Now, what if the person who fell over the cliff actually thought he jumped on his own. Would he have done just as he thought? The answer is, of course no. The guy thought he jumped over the precipice but it was really a domino that pushed him.

The question comes to mind, why would somebody think they jumped when in fact they were pushed? How could they be deceived in such a way? Obviously if they see the dominoes falling and strike their body, they are thrust out over the cliff, and they know they didn’t do it.

Well, sometimes the dominoes are not visible. Sometimes they are invisible. Sometimes they are not external. Sometimes the dominoes are internal. Just as external physical forces can cause us to do things. Certainly internal physical forces, like genetics, can cause us to do something, as well.

On the physicalist view of the universe, everything is dominoes, whether you see them or not. Whether they are outside or inside, everything is dominoes. Sometimes we think we are jumping, but the fact is we are not. Instead, he fell because of prior physical conditions that were sufficient to cause the effect of us jumping one way or another. We are always pushed if there are only physical causes in the universe.

Now, let’s just make a small change in the illustration and you will see the problem with physicalism. What if he is not choosing to jump, which would be an illusion according to physicalism because he was pushed by the dominoes, but instead he chose to believe proposition.

Now, whether he is choosing to jump or choosing to believe, on the basis of physicalism neither of them are real choices. Whether it is the choice to jump or the choice to believe, the choice isn’t a real choice, it is just an invisible domino that caused him to act in that way, whether it was a physical act or a mental act. Once again, it’s all dominoes.

If that is the case, then what of the choice to believe that physicalism is true? You see, some people want us to choose to believe that physicalism is true because they’ve offered the evidence that we can consider, and the smart guy will put his money on physicalism as the point of view that is best supported by the evidence. However, if physicalism is true, then none of the choices we make are real choices, are they? Because then there would be a will acting freely. But there is no room for wills acting freely in physicalism. Everything is governed by prior events. Dominoes falling.

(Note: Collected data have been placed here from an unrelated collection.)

PR #1050, opened 2022-06-29
None-breaking refactorings/improvements

egil:
- refactor: detect if items passed to GetItemByIndex implement IReadOnlyList<T> for faster retrieval of item by index

# Types of Changes

## Prerequisites

## Contribution Type

## Description

These are small improvements to certain types, methods and classes, that aim to make AngleSharp easier to work with and more efficient.

### DIFF
--- a/src/AngleSharp/Common/ObjectExtensions.cs
+++ b/src/AngleSharp/Common/ObjectExtensions.cs
@@ -1,10 +1,10 @@
 namespace AngleSharp.Common
 {
-    using AngleSharp.Attributes;
     using System;
     using System.Collections.Generic;
     using System.Diagnostics.CodeAnalysis;
     using System.Reflection;
+    using AngleSharp.Attributes;
 
     /// <summary>
     /// Some methods for working with bare objects.
@@ -44,6 +44,11 @@ namespace AngleSharp.Common
         /// <returns>The item at the specified index.</returns>
         public static T GetItemByIndex<T>(this IEnumerable<T> items, Int32 index)
         {
+            if (items is IReadOnlyList<T> list)
+            {
+                return list[index];
+            }
+
             if (index >= 0)
             {
                 var i = 0;
@@ -139,8 +144,8 @@ namespace AngleSharp.Common
         /// <returns>The value or the provided fallback.</returns>
         [return: NotNullIfNotNull("defaultValue")]
         public static U? GetOrDefault<T, U>(this IDictionary<T, U> values, T key, U? defaultValue)
-            where T: notnull
-            where U: notnull
+            where T : notnull
+            where U : notnull
         {
             return values.TryGetValue(key, out var value) ? value : defaultValue;
         }


egil:
Leaving this as draft for now since I might stumble onto more things like this as I explore the code base.

Feel free to decline all or some of the changes.

src/AngleSharp/Common/ObjectExtensions.cs
```diff
@@ -44,6 +44,13 @@ public static class ObjectExtensions
         /// <returns>The item at the specified index.</returns>
         public static T GetItemByIndex<T>(this IEnumerable<T> items, Int32 index)
         {
+            if (items is IReadOnlyList<T> list)
+            {
+                return list.Count > index
+                    ? list[index]
```
FlorianRappl: What if index is negative?

src/AngleSharp/Dom/Internal/HtmlCollection.cs
```diff
@@ -45,6 +45,8 @@ public HtmlCollection(INode parent, Boolean deep = true, Func<T, bool>? predicat
 
         public Int32 Length => _elements.Count();
 
+        public Int32 Count => Length;
```
FlorianRappl: Personally, I think we should not introduce this. If we introduce it - then make it only "visible" when the type is the IReadOnlyList. Otherwise, having two things for the same seems confusing to me.

FlorianRappl (commented):
Thanks!

src/AngleSharp/Common/ObjectExtensions.cs
egil: Then an "out of range exception" is thrown. I guess we could skip the is too large check to, as IReadOnlyList will do this for us too.

egil: Yeah, so use explicitly implement IReadOnlyList. I'll adjust.

FlorianRappl: Yes - sure. My question was rather pointed in the direction: Why invent a new method when there is already a method used below? The iterator should also work on the read only list, right?

On the other hand optimizing the access here seems fine, too. Just returning `return list[index]` would then be the best as suggested.

src/AngleSharp/Dom/Internal/HtmlCollection.cs
egil: I have changed this to be explicitly implemented. If users access the collections as a IReadOnlyList they get the count method, otherwise they dont see it.

src/AngleSharp/Common/ObjectExtensions.cs
egil: Fixed

src/AngleSharp/Dom/INodeList.cs
```diff
@@ -17,7 +17,7 @@ public interface INodeList : IEnumerable<INode>, IMarkupFormattable
         /// <returns>The element at the given index.</returns>
         [DomName("item")]
         [DomAccessor(Accessors.Getter)]
-        INode this[Int32 index] { get; }
+        new INode this[Int32 index] { get; }
```
FlorianRappl: This is still a bit of an annoying part.

The alternative would be that only the `INodeList` implementing classes would implement `IReadOnlyList`. This way, it also would not be breaking.

Right now anyone out there aleady implementing `INodeList` would need to implement `IReadOnlyList`-  mnaking it breaking imho.

egil: Ahh yeah, you are right of course. This is a breaking change.

Could make NodeList implement IReadOnlyList, but then it's invisible to the user, and almost no value is gained. My idea with IReadOnlyList was to make it easier to use it since that interface is more generally applicable than INodeList.

I'll revert.

FlorianRappl: Well you can still cast - and that's the value that is gained imho.

But yes, it's not implicit as now and therefore not as useful - fully agreed.

egil:
I promised non-breaking changes, so Ive reverted the changes that was not.

FlorianRappl:
Thanks! This is now part of `devel`!

PR #1066, opened 2022-10-18
Fixing performance issue with deeply nested structures 

heinrich-ulbricht:
Fixing performance issue with deeply nested structures (https://github.com/AngleSharp/AngleSharp.Xml/issues/18)

# Types of Changes

## Prerequisites

## Contribution Type

## Description

This fixes the parent hierarchy being traversed over and over again. Testing with the structure from https://github.com/AngleSharp/AngleSharp.Xml/issues/18 the time goes down from 35 seconds to ~500 ms.

This might not be the preferred approach to fixing this issue. It's something that works for my specific case and could be fix. Although at the price of introducing a new property to `IElement`. Which will require other implementors of `IElement` to be extended as well, although the functionality stays the same (is this a breaking change?).


FlorianRappl:
Thanks! This is now part of `devel`!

If it’s all physicalism, it is all determinism. You and I never choose to do something or choose to believe anything. It is always chosen for us in a sense, we were pushed by the prior conditions that cause our physical state of mind or our physical actions. There is no free will if physicalism is true. There is no free will to jump or not to jump. There is no free will to believe or not to believe. Our thoughts and our beliefs are determined by prior physical conditions.

Therefore, knowledge would not be possible, ladies and gentlemen. The reason we employ reason is because we believe people can make free will choices based on good ideas and good evidence. We say you ought to choose to believe this because there is good evidence that ought to inform that decision. It presumes we can choose. But if physicalism is true, we don’t choose anything. We certainly don’t choose to believe anything, therefore reasons are irrelevant.

In the final analysis, those who choose to believe in determinism or physicalism don’t choose to believe at all, they believe because of prior physical conditions. And those of us who choose to believe in some religious alternative, free will, and rationality didn’t choose that either. Our beliefs were predetermined by prior physical conditions, falling dominoes.

In neither case do we know anything. We just believe what we have been determined to believe by the falling dominoes.

If physicalism is true, then physicalism leads to determinism, and determinism makes knowledge impossible. Therefore, if physicalism is true, you would never be able to know it as all the physicalists claim they do.